Actuellement, la Pologne possède deux frégates Oliver Hazard Perry - des frégates américaines dotées d’une haute technologie des années 1980. Il s’agit de navires polyvalents pouvant assurer un large spectre de missions.

Le remplacement à terme de ces deux frégates permettra d’assurer essentiellement les missions suivantes : 
- Des missions de lutte antiaérienne en mer Baltique afin de protéger les convois contre les menaces aériennes (à cause de l’étroitesse de la mer Baltique).
- Des missions d’escorte des navires transporteurs (en temps de guerre) en mer Baltique et sur les mers du globe, grâce à la grande capacité de projection de ces frégates.

 

Quid des sous-marins ?

Enfin, évoquons le renouvellement des capacités sous-marines de la Pologne. Jusqu’à 2022, la Pologne possédait trois sous-marins (un sous-marin soviétique et deux sous-marins norvégiens), qui ont été progressivement décommissionnés en 2020-2022. 

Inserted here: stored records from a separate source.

PR #628, opened 2022-09-08
Fix redshift extractor path

pankajastro:
Extractor path should be `astronomer.providers.amazon.aws.extractors.redshift.RedshiftAsyncExtractor` instead of  `astronomer.providers.amazon.aws.extractors.redshift .RedshiftAsyncDataExtractor`

### DIFF
--- a/dev/docker-compose.yaml
+++ b/dev/docker-compose.yaml
@@ -24,7 +24,7 @@ x-airflow-common:
     OPENLINEAGE_URL: http://host.docker.internal:5050/
     OPENLINEAGE_EXTRACTORS: "astronomer.providers.google.cloud.extractors.bigquery.BigQueryAsyncExtractor;\
                             astronomer.providers.snowflake.extractors.snowflake.SnowflakeAsyncExtractor;\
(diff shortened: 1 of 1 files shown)


dev/docker-compose.yaml
```diff
@@ -24,7 +24,7 @@ x-airflow-common:
     OPENLINEAGE_URL: http://host.docker.internal:5050/
     OPENLINEAGE_EXTRACTORS: "astronomer.providers.google.cloud.extractors.bigquery.BigQueryAsyncExtractor;\
                             astronomer.providers.snowflake.extractors.snowflake.SnowflakeAsyncExtractor;\
-                            astronomer.providers.amazon.aws.extractors.redshift.RedshiftAsyncDataExtractor"
+                            astronomer.providers.amazon.aws.extractors.redshift.RedshiftAsyncExtractor"
```
phanikumv, line 27: Interesting how it was tested during development with the wrong extractor path.

cc @rajaths010494

pankajkoti (approved):
Thanks for fixing this @pankajastro

dev/docker-compose.yaml
pankajastro: I believe that is the case @pankajkoti

PR #635, opened 2022-09-12
Add fallback value for config metadata

pankajastro:
Recently we encounter that the new astro-cloud instances were failing with an error. Here, I'm adding a fallback for the metadata so that server will not crash.

```
  File "/usr/local/lib/python3.9/site-packages/astronomer/providers/package.py", line 16, in get_provider_info
    "description": config["metadata"]["description"],
  File "/usr/local/lib/python3.9/configparser.py", line 963, in __getitem__
    raise KeyError(key)
KeyError: 'metadata'
```

### DIFF
--- a/astronomer/providers/package.py
+++ b/astronomer/providers/package.py
@@ -13,8 +13,8 @@ def get_provider_info() -> Dict[str, Any]:
         # Required.
         "package-name": "astronomer-providers",
         "name": "Astronomer Providers",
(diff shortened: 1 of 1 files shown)


phanikumv (approved):

pankajkoti (commented):
Thanks for the fix @pankajastro . This helps, pods are coming up well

Dans le cadre de la sécurité des pipelines (notamment le Baltic Pipe entre la Norvège et la Pologne), ces sous-marins assurent, avec les bâtiments de lutte anti-sous-marine, la sécurité des pipelines et la surveillance des installations offshores. Dans le cadre récent du sabotage de Nord Stream 2, l’acquisition de ces capacités est particulièrement importante. 

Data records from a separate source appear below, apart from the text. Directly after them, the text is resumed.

PR #639, opened 2022-09-14
Bump version to 1.10.0.dev1

rajaths010494:
Since 1.9.0 is released, we should bump up this version

### DIFF
--- a/docs/conf.py
+++ b/docs/conf.py
@@ -27,7 +27,7 @@ project = "Astronomer Providers"
 author = "Astronomer Inc."
 
 # The full version, including alpha/beta/rc tags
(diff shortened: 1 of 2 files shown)


pankajkoti (approved):

docs/conf.py
```diff
@@ -27,7 +27,7 @@
 author = "Astronomer Inc."
 
 # The full version, including alpha/beta/rc tags
-release = "1.9.0"
+release = "1.10.0.dev1"
```
kaxil, line 30: fyi we don't need a `.` before `dev1`. We can have `1.10.0dev1` too

PR #654, opened 2022-09-20
Implement `SFTPSensorAsync`

### LINKED ISSUE #629: SFTP Async Sensor
**Describe the solution you'd like**
Async version of the SFTP sensor now that smart sensors are planned to be removed in 2.4.0.

Ability to watch a path on an SFTP server and complete when a file pattern is matched at the path.

----

I'm currently writing this for internal use at my company following the patterns used in other async sensors in this repo. I plan to contribute this once completed. The sensor is functional, and I'm currently working on the test suite for it.

tseruga:
Addresses #629 

Implements a basic, functional asynchronous SFTPSensor using asyncssh.

First time contributor here, so open to feedback on style and technical decisions around how these operators are generally formatted/created.

closes #629


tseruga:
Will address failures

bharanidharan14:
Hi @tseruga. Thanks for contributing to this project and creating this PR. We will definitely take a look at this PR and share the feedback.

astronomer/providers/sftp/triggers/sftp.py
```diff
@@ -0,0 +1,72 @@
...
+
+    def serialize(self) -> Tuple[str, Dict[str, Any]]:
+        """Serializes SFTPTrigger arguments and classpath"""
+        return (
+            "astronomer.providers.sftp.triggers.sftp.SFTPTrigger",
+            {
+                "path": self.path,
+                "file_pattern": self.file_pattern,
+                "sftp_conn_id": self.sftp_conn_id,
+                "poll_interval": self.poll_interval,
```
bharanidharan14, line 54: "poke_interval": self.poke_interval,

tseruga:
Unsure of how to address the remaining build failures:
`build_docs` is complaining about my usage of `*` in my doc-strings. I annotated the line so the static checker locally doesn't complain about it, but I'm not sure if there's another annotation I should use for `build-docs` to accept it. I can also remove it if it's just easier to link to the `fnmatch` docs instead of having the info in the doc-string itself.

`mypy` is complaining about type hints due to class inheritance. The parent SFTP sensor class expects `Optional[SFTPHook]` but I'm overriding the hook with the new custom async hook `SFTPHookAsync`, which is a child of `SFTPHook`.

There also numerous errors from `mypy` which aren't due to my changes. Not sure what to do about those

bharanidharan14:
For the build docs failure, you need to add the `.rst` file for `sftp sensor` in ` docs/providers` (follow dbt or http sensors)
 and you need to make an entry in `docs/providers/index.rst` as well

bharanidharan14:
@tseruga For docs failure, 
You need to add `sftp` in` docs/providers/index.rst` and you need to create folder sftp as I mentioned in the earlier comment

For mypy failure, which is not related to your changes , that is covered in one of the [PR](https://github.com/astronomer/astronomer-providers/pull/659) once it is merged it will cover

tseruga:
Im clearly missing something obvious with sphinx docs. I've added an entry to the `providers/index.rst` but it still seems to be building the docs incorrectly for sftp. I've looked for an inconsistencies compared to other providers, but can't find it. I'm sure it's something small

pankajastro:
> Im clearly missing something obvious with sphinx docs. I've added an entry to the `providers/index.rst` but it still seems to be building the docs incorrectly for sftp. I've looked for an inconsistencies compared to other providers, but can't find it. I'm sure it's something small

Docs build should be working now. mypy will be fixed by https://github.com/astronomer/astronomer-providers/pull/659

pankajastro:
Any thoughts on how we will run this in our integration tests? I think we may take this in separate PR, I have created an issue to track it https://github.com/astronomer/astronomer-providers/issues/662

astronomer/providers/sftp/hooks/sftp.py
```diff
@@ -0,0 +1,127 @@
...
+    :param passphrase: passphrase used with the key_file for authentication to SFTP server
+    """
+
+    conn_name_attr = "ssh_conn_id"
+    default_conn_name = "sftp_default"
+    conn_type = "sftp"
+    hook_name = "SFTP"
+    default_known_hosts = '"~/.ssh/known_hosts"'
+
+    def __init__(  # nosec: B107
```
pankajastro, line 32: why do we need this `# nosec: B107`?

astronomer/providers/sftp/hooks/sftp.py
```diff
@@ -0,0 +1,127 @@
...
+    async def _get_conn(self) -> asyncssh.SSHClientConnection:
+        """
+        Asynchronously connect to the SFTP server as an SSH client
+
+        The following parameters are provided either in the extra json object in
+        the SFTP connection definition
+
+        key_file
+        known_hosts
+        passphrase
```
pankajastro, line 61: shall we keep these points as bullet points, how is it looking in docs currently?

astronomer/providers/sftp/sensors/sftp.py
```diff
@@ -0,0 +1,52 @@
...
+            method_name="execute_complete",
+        )
+
+    def execute_complete(self, context: Dict[str, Any], event: Optional[Dict[Any, Any]] = None) -> None:
+        """
+        Callback for when the trigger fires - returns immediately.
+        Relies on trigger to throw an exception, otherwise it assumes execution was
+        successful.
+        """
+        self.log.info("%s completed successfully.", self.task_id)
```
pankajastro, line 51: won't this print "task_id completed successfully always" ??

astronomer/providers/sftp/sensors/sftp.py
```diff
@@ -0,0 +1,52 @@
...
+        return None
```
pankajastro, line 52: this won't required

astronomer/providers/sftp/sensors/sftp.py
pankajastro: I think you should yield the status either error or success from the trigger and based on that you should either log the message or raise the exception. WDYT?

tests/sftp/hooks/test_sftp.py
```diff
@@ -0,0 +1,84 @@
...
+    def __init__(self):
+        pass
+
+    async def start_sftp_client(self):
+        return MockSFTPClient()
+
+
+@patch("astronomer.providers.sftp.hooks.sftp.SFTPHookAsync._get_conn")
+@pytest.mark.asyncio
+async def test_list_directory_path_does_not_exist(mock_hook_get_conn):
```
pankajastro, line 31: can you please convert these tests to class-based tests. you can take a look at either core or cncf tests https://github.com/astronomer/astronomer-providers/blob/main/tests/core/sensors/test_external_task.py

tests/sftp/sensors/test_sftp.py
```diff
@@ -0,0 +1,24 @@
...
+from astronomer.providers.sftp.triggers.sftp import SFTPTrigger
+
+
+def context():
+    """Creates an empty context."""
+    context = {}
+    yield context
+
+
+def test_sftp_run_now_sensor_async():
```
pankajastro, line 14: can you please convert these tests to class-based tests. you can take a look at either core or cncf tests https://github.com/astronomer/astronomer-providers/blob/main/tests/core/sensors/test_external_task.py

tests/sftp/sensors/test_sftp.py
```diff
@@ -0,0 +1,24 @@
+import pytest
+from airflow.exceptions import TaskDeferred
+
+from astronomer.providers.sftp.sensors.sftp import SFTPSensorAsync
+from astronomer.providers.sftp.triggers.sftp import SFTPTrigger
+
+
+def context():
```
pankajastro, line 8: do we need this? what about doing something like https://github.com/astronomer/astronomer-providers/blob/main/tests/core/sensors/test_external_task.py#L20

tests/sftp/triggers/test_sftp.py
```diff
@@ -0,0 +1,16 @@
+from astronomer.providers.sftp.triggers.sftp import SFTPTrigger
+
+
+def test_sftp_trigger_serialization():
```
pankajastro, line 4: can you please convert these tests to class-based tests. you can take a look at either core or cncf tests https://github.com/astronomer/astronomer-providers/blob/main/tests/core/sensors/test_external_task.py

astronomer/providers/sftp/triggers/sftp.py
```diff
@@ -0,0 +1,63 @@
...
+            },
+        )
+
+    async def run(self) -> AsyncIterator["TriggerEvent"]:  # type: ignore[override]
+        """
+        Makes a series of asynchronous calls to sftp servers via async sftp hook. It yields a Trigger if
+        file matching file pattern exists at the specified path, otherwise it throws an exception.
+        """
+        hook = self._get_async_hook()
+        while True:
```
pankajastro, line 55: does it make sense to expose a timeout param in operator WDYT?

astronomer/providers/sftp/hooks/sftp.py
tseruga: Static checker thinks that a password is exposed with:
```
password: str = "",
```

astronomer/providers/sftp/triggers/sftp.py
tseruga: Not sure I understand. We do expose the timeout parameter. Are you implying that we shouldn't?

pankajastro: yes, in `SFTPSensorAsync` class `__init__ ` method

tseruga: Oh just explicitly accept timeout instead of hiding it behind the parent constructor? Can do

astronomer/providers/sftp/triggers/sftp.py
```diff
@@ -0,0 +1,63 @@
...
+            try:
+                await hook.get_file_by_pattern(path=self.path, fnmatch_pattern=self.file_pattern)
+                yield TriggerEvent(True)
+            except AirflowException:
+                await asyncio.sleep(self.poke_interval)
```
pankajastro, line 60: Also, I think if a file is not found then only we should sleep in case of any other error we should throw error. WDYT?

tseruga: This is how it works now, albeit in a roundabout way.

In the hook
```
        try:
            files = await sftp_client.listdir(path)
            return sorted(files)
        except asyncssh.SFTPNoSuchFile:
            raise AirflowException(f"No files at path {path} found — Deferring")
```

we only catch the exception when a file isn't found. This means that any connection errors will fall through and halt the sensor, throwing the raw exception back to Airflow (which isn't then caught, because it's not an `AirflowException`)

pankajastro: Ok, In that case, any other exception than `AirflowException` we should yield the error something like
```
yield TriggerEvent({"status": "error", message: e})
```
then if `status` is an error then raise an exception in SFTPSensorAsync  `execute_complete` method you can access it like
```
if event["status"] == "error":
    raise
```

tseruga: Got it, this makes more sense. Going to rework this a bit so that `AirflowExceptions` aren't being used as heavily for control flow. It was causing the triggerer to get stuck in a loop after the task had finished/failed execution.

pankajastro:
Please Update/rebase your branch.

astronomer/providers/sftp/hooks/sftp.py
```diff
@@ -0,0 +1,127 @@
...
+                    conn_config.update(known_hosts=self.known_hosts)
+
+            if self.passphrase:
+                conn_config.update(passphrase=self.passphrase)
+
+            ssh_client = await asyncssh.connect(**conn_config)
+
+            return ssh_client
+
+    async def list_directory(self, path: str = "") -> List[str]:
```
rajaths010494, line 101:
```suggestion
    async def list_directory(self, path: str = "") -> List[str]:
```
async def list_directory(self, path: str = "") -> Optional[List[str]]:

astronomer/providers/sftp/sensors/sftp.py
```diff
@@ -0,0 +1,71 @@
...
+            trigger=SFTPTrigger(
+                path=self.path,
+                file_pattern=self.file_pattern,
+                sftp_conn_id=self.sftp_conn_id,
+                poke_interval=self.poke_interval,
+            ),
+            method_name="execute_complete",
+        )
+
+    def execute_complete(self, context: Dict[str, Any], event: Optional[Dict[Any, Any]] = None) -> None:
```
pankajastro, line 57: mypy is still failing maybe you can change 
```
def execute_complete(self, context: Dict[str, Any], event: Optional[Dict[Any, Any]] = None) -> None:
```
to 
```
def execute_complete(self, context: Dict[str, Any], event: Any = None) -> None:
```

astronomer/providers/sftp/hooks/sftp.py
rajaths010494, line 101:
```suggestion
    async def list_directory(self, path: str = "") -> Optional[List[str]]:
```

astronomer/providers/sftp/sensors/sftp.py
pankajastro, line 57:
```suggestion
    def execute_complete(self, context: Dict[str, Any], event: Any = None) -> None:
```

docs/providers/index.rst
```diff
@@ -15,15 +15,17 @@ Async Provider Example DAG's
...
     Microsoft <microsoft/index>
     Snowflake <snowflake/index>
+    SFTP <sftp/index>
 
 
 * `Amazon AWS <amazon/index.html>`_
 * `Apache <apache/index.html>`_
 * `CNCF <cncf/index.html>`_
 * `Core <core/index.html>`_
-* `Databricks <databricks/index.html>`_
```
pankajastro, line 24: Why these change?

docs/providers/index.rst
```diff
@@ -15,15 +15,17 @@ Async Provider Example DAG's
...
-* `HTTP <http/index.html>`_
-* `Microsoft <microsoft/index.html>`_
-* `Snowflake <snowflake/index.html>`_
+* `Databricks <databricks/index>`_
+* `dbt <dbt/index>`_
+* `Google <google/index>`_
+* `HTTP <http/index>`_
+* `Microsoft <microsoft/index>`_
+* `Snowflake <snowflake/index>`_
+* `SFTP <sftp/index>`_
```
pankajastro, line 31:
```suggestion
* `SFTP <sftp/index.html>`_
```

tseruga:
Ill look through the missed lines and add some tests

tseruga:
Surprised 97.4% coverage still fails the check 😆 I can cover the missing lines

pankajastro:
Thanks @tseruga for addressing the comments. Looking great 🚀

pankajastro (approved):

bharanidharan14 (approved):

rajaths010494:
@tseruga  can you rebase so we can merge it?

pankajastro:
This is awesome, thanks @tseruga  👏 for creating the PR. Appreciate it.

rajaths010494:
Awesome work @tseruga , congrats on your first merged pull request!

tseruga:
Thanks @pankajastro @rajaths010494 @bharanidharan14 !

Hopefully will be contributing more in the future!

PR #671, opened 2022-09-28
Handel the Databricks Operator failure with proper error message

bharanidharan14:
Handled the failure case properly as per in sync version
- In the Jobs API 2.1, we can't call `get_run_output` on the top-level Run ID because it's
not supported by API - we need to call this function on a specific sub-run of the job, even
if it consists of the single task


bharanidharan14:
Got the code unrelated to my changes in this PR, So closing this PR raising another PR for my changes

Le programme Orka, qui prévoit l’acquisition de trois sous-marins pour la Marine polonaise, ne cesse d’être retardé et est à présent passé au second plan avec la priorisation du programme Miecznik. Or, face à la crise énergétique mondiale, et face aux nécessités de protéger et les transporteurs de gaz, les pétroliers et de surveiller le réseau de gazoducs traversant la mer Baltique les forces sous-marines polonaises sont l’un des instruments les plus efficaces pour mettre en œuvre ces tâches. 

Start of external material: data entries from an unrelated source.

Issue #643, opened 2022-09-15
Implement `DatabricksOperatorAsync`  changes made in OSS `DatabricksOperator`


bharanidharan14:
- Implement the OSS `DatabricksOperator` changes in `DatabricksOperatorAsync`

PR #674, opened 2022-09-29
Handle the Databricks Operator failures

bharanidharan14:
Handled the failure case properly with proper failure message as per in sync version
- In the Jobs API 2.1, we can't call `get_run_output` on the top-level Run ID because it's
not supported by API - we need to call this function on a specific sub-run of the job, even
if it consists of the single task

closes: #643

### DIFF
--- a/astronomer/providers/databricks/hooks/databricks.py
+++ b/astronomer/providers/databricks/hooks/databricks.py
@@ -8,6 +8,7 @@ from airflow import __version__
 from airflow.exceptions import AirflowException
 from airflow.providers.databricks.hooks.databricks import (
     GET_RUN_ENDPOINT,
+    OUTPUT_RUNS_JOB_ENDPOINT,
     DatabricksHook,
     RunState,
 )
@@ -39,8 +40,7 @@ class DatabricksHookAsync(DatabricksHook):
         :param run_id: id of the run
         :return: state of the run
         """
-        json = {"run_id": run_id}
-        response = await self._do_api_call_async(GET_RUN_ENDPOINT, json)
+        response = await self.get_run_response(run_id)
         state = response["state"]
         life_cycle_state = state["life_cycle_state"]
         # result_state may not be in the state if not terminal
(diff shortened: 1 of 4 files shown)


bharanidharan14:
@rajaths010494 @pankajastro @pankajkoti @utkarsharma2 @sunank200, Please review this PR

astronomer/providers/databricks/triggers/databricks.py
```diff
@@ -82,8 +84,30 @@ async def run(self) -> AsyncIterator["TriggerEvent"]:  # type: ignore[override]
...
+                            error_message = (
+                                f"{self.task_id} failed with terminal state: {run_state} "
+                                f"and with the error {notebook_error}"
+                            )
+                        else:
+                            error_message = (
+                                f"{self.task_id} failed with terminal state: {run_state} "
+                                f"and with the error {run_state.state_message}"
+                            )
+                        yield TriggerEvent({"status": "error", "message": error_message})
```
kaxil, line 110: I don't like so deep nesting, can we simplify this

bharanidharan14: ok will simplify this

bharanidharan14: Fixed it

astronomer/providers/databricks/hooks/databricks.py
```diff
@@ -50,6 +50,26 @@ async def get_run_state_async(self, run_id: str) -> RunState:
 
         return RunState(life_cycle_state, result_state, state_message)
 
+    async def get_run_response(self, run_id: str) -> Dict[str, Any]:
```
rajaths010494, line 53: `get_run_response` and `get_run output response` do the same task if we even send the endpoint as an argument. WDYT?

bharanidharan14: yes, we can do that

rajaths010494 (approved):

Issue #677, opened 2022-09-29
Modify test RC dependency automation to create a PR


pankajkoti:
Currently, we only modify the `setup.cfg` with the RC providers, build the image, deploy it to Astro Cloud and then trigger the master DAG run. However, we do not check if the RC cause any static check failures like `mypy` or if the tests run fine as we do not run the checks which are only triggered once we create a PR. We come to know of such failures only upon new subsequent PRs. So to detect such failures early, change the `test-rc-deps` make target to create a PR by pushing the `setup.cfg` to a new branch.

PR #679, opened 2022-09-29
Modify test RC dependency automation to create a PR

pankajkoti:
Currently, we only modify the setup.cfg with the RC providers, build the image, deploy it to Astro Cloud and then trigger the master DAG run. However, we do not check if the RC causes any static check failures like `mypy` or if the tests run fine as we do not run the checks which are only triggered once we create a PR. We come to know of such failures only upon new subsequent PRs. So to detect such failures early, change the `test-rc-deps `make target to create a PR by pushing the setup.cfg to a new branch.

Also, we observed in the past that it takes sometimes ~20 mins for the new image changes to be applied on Astro Cloud and hence we are increasing the wait time to 30 mins before triggering the master DAG run to test the RCs against our DAGs.

closes: #677

### DIFF
--- a/Makefile
+++ b/Makefile
@@ -74,15 +74,25 @@ run-local-lineage-server: ## Run flask based local Lineage server
 	FLASK_APP=dev/local_flask_lineage_server.py flask run --host 0.0.0.0 --port 5050
 
 test-rc-deps: ## Test providers RC by building an image with given dependencies and running the master DAG
+	git checkout main && git pull origin main
+	$(eval current_timestamp := $(shell date +%Y-%m-%dT%H-%M-%S%Z))
+	echo "Current timestamp is" $(current_timestamp)
+	$(eval branch_name := "rc-test-$(current_timestamp)")
+	git checkout -b $(branch_name)
+	echo "Updating setup.cfg with RC provider packages"
 	python3 dev/scripts/replace_dependencies.py '$(RC_PROVIDER_PACKAGES)'
+	echo "Building and deploying image to Astro Cloud"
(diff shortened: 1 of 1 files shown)


Makefile
```diff
@@ -74,15 +74,25 @@ run-local-lineage-server: ## Run flask based local Lineage server
...
-	echo "Sleeping for 900 seconds (15 mins) allowing the deployed image to be updated across all Airflow components.."
-	sleep 900
+	echo "Sleeping for 1800 seconds (30 minutes) allowing the deployed image to be updated across all Airflow components.."
+	sleep 1800
 	python3 dev/scripts/trigger_master_dag.py '$(DEPLOYMENT_ID)' '$(ASTRONOMER_KEY_ID)' ' $(ASTRONOMER_KEY_SECRET)'
-	git checkout setup.cfg
+	git add setup.cfg
+	git commit -m "Update setup.cfg to use RC provider packages"
+	git push origin $(branch_name)
+	gh pr create --base "main" --title "Test RC provider packages" --fill
```
kaxil, line 95: Some devs might not have `gh` installed

pankajkoti: Yes, how should we tackle it? It should error out that command not found and then the developer can install `gh`. Or is there some proactive way you mean?

pankajkoti: I am explicitly making a pre-check and erroring out if the command is not installed. Does it sound okay?

kaxil: Yeah error out on install "gh" and add a link

kaxil (approved):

En raison du large éventail de capacités de cette classe de navires et de leur potentiel de combat, l’acquisition de sous-marins est une nécessité pour la Pologne, dans le cadre de l’amélioration de ses forces armées, mais également des forces navales des alliés de l’OTAN.
Ainsi, en cas de perte de ses sous-marins, la Pologne perdrait les capacités de : 
- Combattre les sous-marins ennemis 
- Protéger les voies de communication maritime, qui sont cruciales pour la sécurité économique et énergétique du pays 
- Briser un blocus maritime. 

 

Ainsi, il apparaît clairement que pour garantir la sécurité énergétique de la Pologne, une attention particulière doit être accordée au développement et à la modernisation de sa flotte maritime, comprenant des navires de surface et des sous-marins polyvalents et modernes. La Marine polonaise, en plus de remplir ses engagements envers des alliances telles que l'OTAN, joue un rôle crucial dans l'assurance des capacités d'approvisionnement du pays, que ce soit en période de paix ou en période de conflit.